- **Task to carry out**
Scan the material below for the string "execution", and copy every line where it shows up.

- **Records provided**
PR #1310, opened 2023-12-06
feat(worker): Enable reuseV8Context by default

mjameswh:
## What was changed

- `WorkerOptions.reuseV8Context` is now enabled by default. It may be opted out by explicitly setting that option to false.

## Why?

- The Reuse V8 Context execution model brings significant performance improvements.
- The Reuse V8 Context execution model has been very stable since it was first introduced, with no issue being reported despite having been enabled in production by most of our largest TS SDK users for months.

### DIFF
--- a/packages/worker/src/worker-options.ts
+++ b/packages/worker/src/worker-options.ts
@@ -487,9 +487,10 @@ export interface WorkerOptions {
    * From running basic stress tests we've observed 2/3 reduction in memory usage and 1/3 to 1/2 in CPU usage with this
    * feature turned on.
    *
-   * Note that we plan to turn this option on by default starting with 1.9.0.
+   * WARNING: There is currently no known reason to turn this off. The non-`reuseV8Context` execution model will be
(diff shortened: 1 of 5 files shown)


packages/worker/src/worker-options.ts
```diff
@@ -487,9 +487,10 @@ export interface WorkerOptions {
    * From running basic stress tests we've observed 2/3 reduction in memory usage and 1/3 to 1/2 in CPU usage with this
    * feature turned on.
    *
-   * Note that we plan to turn this option on by default starting with 1.9.0.
+   * WARNING: There is currently no known reason to turn this off. The non-`reuseV8Context` execution model will be
+   * completely removed in 1.10.0. Please update your worker options to use `reuseV8Context: true` as soon as possible.
```
Sushisource, line 491: Wait, doesn't this imply they want to _remove_ it from their worker options now?

Sushisource (approved):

- **Written answer**
- The Reuse V8 Context execution model brings significant performance improvements.
- The Reuse V8 Context execution model has been very stable since it was first introduced, with no issue being reported despite having been enabled in production by most of our largest TS SDK users for months.
+   * WARNING: There is currently no known reason to turn this off. The non-`reuseV8Context` execution model will be
+   * WARNING: There is currently no known reason to turn this off. The non-`reuseV8Context` execution model will be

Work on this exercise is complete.